5. The system of claim 1 wherein the memory has stored therein further instructions that when executed the processor produce a plurality of beamformer input signals for driving a loudspeaker array to produce a plurality of output sound beams, respectively, with different directivity indices, and wherein each beamformer input signal is filtered by a different instance of the equalization filter.

6. The system of claim 1 wherein the impulse response is computed by combining a plurality of individual impulse responses that have been computed for a plurality of microphones, respectively, that are integrated in the loudspeaker enclosure.

7. The system of claim 1 wherein the listening distance is entered manually by a user, estimated using proximity sensing, voice analysis, or camera image analysis, or set to a default fixed value.

8. The system of claim 1 wherein the processor applies the equalization filter, to filter the user audio program signal for output by the loudspeaker, in response to a user volume setting changing.

9. The system of claim 1 wherein the processor updates the determination of the equalization filter whenever the computed impulse response changes more than a threshold amount.

10. A digital audio equalization system comprising:

compute an impulse response between i) an audio signal that is being output as sound by a first loudspeaker that is integrated in a first loudspeaker enclosure, and ii) a microphone signal from a microphone that is recording the output by the loudspeaker, wherein the microphone is separate from the first loudspeaker enclosure,

estimate sound power spectrum at a listening distance, based on the reverberation spectrum, and

determine an equalization filter based on i) the estimated sound power spectrum and ii) a desired frequency response at the listening distance, wherein the equalization filter is to filter a user audio program signal for output by the first loudspeaker.

11. The system of claim 10 wherein the audio signal is a user audio program signal.
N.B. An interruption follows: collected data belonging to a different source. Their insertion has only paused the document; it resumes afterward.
PR #1588, opened 2019-03-05
Handle transitive nature of disabled blocks in conditional permissions

wxbit:
Null value should't add to map, and blocks under a disabled block should be ignored.

### DIFF
--- a/appinventor/buildserver/src/com/google/appinventor/buildserver/FormPropertiesAnalyzer.java
+++ b/appinventor/buildserver/src/com/google/appinventor/buildserver/FormPropertiesAnalyzer.java
@@ -169,21 +169,31 @@ public class FormPropertiesAnalyzer {
       DocumentBuilder builder = factory.newDocumentBuilder();
       Document doc = builder.parse(new ByteArrayInputStream(source.getBytes(StandardCharsets.UTF_8)));
       NodeList blocks = doc.getElementsByTagName("block");
-      for (int i = 0; i < blocks.getLength(); i++) {
+      Node parent;
+      FOR: for (int i = 0; i < blocks.getLength(); i++) {
         Element block = (Element) blocks.item(i);
         String type = block.getAttribute("type");
 
         // Skip non-component and disabled blocks
         if (!isComponentBlock(type) || "true".equals(block.getAttribute("disabled"))) continue;
-
+        parent = block;
+        while ((parent = parent.getParentNode()) != null) {
+          if ("block".equals(parent.getNodeName()) 
+              && "true".equals(((Element)parent).getAttribute("disabled"))) {
+            continue FOR;
+          }
+        }
+        
         Element mutation = getMutation(block);
         if (mutation != null) {  // Should always be true, in theory...
-          String componentType = mutation.getAttribute("component_type");
           String blockName = getBlockName(type, mutation);
-          if (!result.containsKey(componentType)) {
-            result.put(componentType, new HashSet<String>());
+          if (blockName != null) {
+            String componentType = mutation.getAttribute("component_type");
+            if (!result.containsKey(componentType)) {
+              result.put(componentType, new HashSet<String>());
+            }
+            result.get(componentType).add(blockName);
           }
-          result.get(componentType).add(blockName);
         }
       }
     } catch(SAXException | IOException | ParserConfigurationException e) {
--- a/appinventor/buildserver/src/com/google/appinventor/buildserver/FormPropertiesAnalyzer.java
+++ b/appinventor/buildserver/src/com/google/appinventor/buildserver/FormPropertiesAnalyzer.java
@@ -172,15 +172,12 @@ public class FormPropertiesAnalyzer {
         public void startElement(String uri, String localName, String qName, Attributes attributes)
             throws SAXException {
           if ("block".equals(qName)) {
-            if ("true".equals(attributes.getValue("disabled"))) {
+            if ("true".equals(attributes.getValue("disabled")) || skipBlocksCounter > 0) {
               skipBlocksCounter++;
-              return;
-            } else {
-              if (skipBlocksCounter > 0) {
-                skipBlocksCounter++;
-              }
-              blockType = attributes.getValue("type");
             }
+            blockType = attributes.getValue("type");
+          } else if ("next".equals(qName) && skipBlocksCounter == 1) {
+            skipBlocksCounter = 0;
           } else if (skipBlocksCounter == 0 && "mutation".equals(qName)) {
             String blockName = null;
             if ("component_event".equals(blockType)) {
--- a/appinventor/buildserver/src/com/google/appinventor/buildserver/FormPropertiesAnalyzer.java
+++ b/appinventor/buildserver/src/com/google/appinventor/buildserver/FormPropertiesAnalyzer.java
@@ -173,7 +173,7 @@ public class FormPropertiesAnalyzer {
             throws SAXException {
           if ("block".equals(qName)) {
             if ("true".equals(attributes.getValue("disabled"))) {
-              skipBlocksCounter = 1;
+              skipBlocksCounter++;
               return;
             } else {
               if (skipBlocksCounter > 0) {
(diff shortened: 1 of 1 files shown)


AppInventorWorkerBee:

appinventor/buildserver/src/com/google/appinventor/buildserver/FormPropertiesAnalyzer.java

12. The system of claim 10 wherein the audio signal is a test tone signal.

13. The system of claim 10 wherein the listening distance is entered manually by a user, estimated using proximity sensing, voice analysis, or camera image analysis, or set to a default fixed value.
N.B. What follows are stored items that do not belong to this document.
PR #137, opened 2026-03-24
added TUI for MCP Scanner 

harishsg999:
added TUI for MCP Scanner using textual

Screenshot 2026-03-23 at 6 51 34 PM


mcpscanner/tui/screens/results.py
```diff
@@ -0,0 +1,212 @@
...
+                    yield Button("New Scan", id="new-scan-btn", variant="success")
+
+            yield StatsBar(self.scan_results)
+            yield DataTable(id="results-table", cursor_type="row", zebra_stripes=True)
+            yield Static("Select a row to view details.", id="detail-panel")
+        yield Footer()
+
+    def on_mount(self) -> None:
+        table = self.query_one("#results-table", DataTable)
+        table.add_columns("Status", "Name", "Severity", "Analyzer", "Threat")
```
sanket-mendapara: Instead of just `Name` probably have `Tool Name`.

mcpscanner/tui/widgets/stats_bar.py
```diff
@@ -0,0 +1,52 @@
...
+        unsafe = total - safe
+
+        severity_counts: dict[str, int] = {}
+        for r in self.results:
+            for analyzer_data in r.get("findings", {}).values():
+                sev = analyzer_data.get("severity", "SAFE")
+                if sev != "SAFE":
+                    severity_counts[sev] = severity_counts.get(sev, 0) + 1
+
+        high = severity_counts.get("HIGH", 0) + severity_counts.get("UNKNOWN", 0)
```
sanket-mendapara: severity_counts.get("HIGH", 0) + severity_counts.get("UNKNOWN", 0) why this both count is added to high? Unknown should have different count!?

mcpscanner/tui/widgets/results_table.py
```diff
@@ -0,0 +1,83 @@
...
+
+            table.add_row(status, name, severity_display, analyzer_display, threat_display)
+
+    def on_data_table_row_highlighted(self, event: DataTable.RowHighlighted) -> None:
+        if event.cursor_row is not None and 0 <= event.cursor_row < len(self.results):
+            self.post_message(self.RowSelected(self.results[event.cursor_row]))
+
+
+def _highest_severity(severities: list[str]) -> str:
+    order = {"HIGH": 0, "UNKNOWN": 0, "MEDIUM": 1, "LOW": 2, "SAFE": 3}
```
sanket-mendapara: why are we considering high and unknown as same level?
"HIGH": 0, "UNKNOWN": 0

sanket-mendapara (changes requested):
Why do we need status & severity both? Can we have status at top along with the server details where we show that server is safe or unsafe? Also, we can have an AITECH ID - Name in column.
Also, at the top of the TUI it says results which has server URL.
Can we change it to Server Artifact and show URL in case we are scanning remote server and show filename or path in case we are scanning local file or config?

mcpscanner/core/report_generator.py
```diff
@@ -793,15 +810,18 @@ def get_analyzer_status(analyzer_key):
...
             }
 
             if findings:
-                severities = [f.get("severity", "SAFE") for f in findings.values()]
-                severity_text = self._get_highest_severity(severities)
+                severities = [
+                    f.get("severity", "UNKNOWN") for f in findings.values()
+                ]
+                severity_text = get_highest_severity(severities)
                 severity_emoji = severity_emojis.get(severity_text, "🟢")
```
sanket-mendapara: Have default emoji as unknown colored and not safe if default is not known then.

sanket-mendapara (changes requested):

14. The system of claim 10 wherein the processor applies the equalization filter, to filter the user audio program signal for output by the loudspeaker, in response to a user volume setting changing.

15. The system of claim 10 wherein the processor updates the determination of the equalization filter, whenever the computed impulse response changes more than a threshold amount.

16. The system of claim 10 wherein the microphone is integrated in a second loudspeaker enclosure along with a second loudspeaker.

17. A method for loudness compensation of a program audio signal that is being output as sound by a loudspeaker, the method comprising:

determining an impulse response between i) an audio signal that is being output as sound by a loudspeaker that is integrated in a loudspeaker enclosure, and ii) a microphone signal from a microphone that is recording the output by the loudspeaker;

windowing out direct sound and early reflections from the impulse response and then band-pass or high pass filtering the impulse response to produce a filtered response, and computing a level of the filtered response;

selecting a room gain property based on the computed level; and

changing a gain that is applied to a program audio signal that is being output as sound by the loudspeaker, based on the selected room gain property.

18. The method of claim 17 wherein the high pass filtering has a cut off frequency that is between 300 Hz-1 kHz.

19. The method of claim 17 wherein changing the gain that is applied to the program audio signal comprises

changing a scalar or broad band gain that is applied to the program audio signal, based on the selected room gain property, to cause the loudspeaker to output sound that is perceived to be at the same level in different rooms.

20. The method of claim 17 wherein changing the gain that is applied to the program audio signal comprises

modifying a spectral shaping filter that is applied to the program audio signal to compensate for perceived timbral differences resulting from loudness differences in different rooms.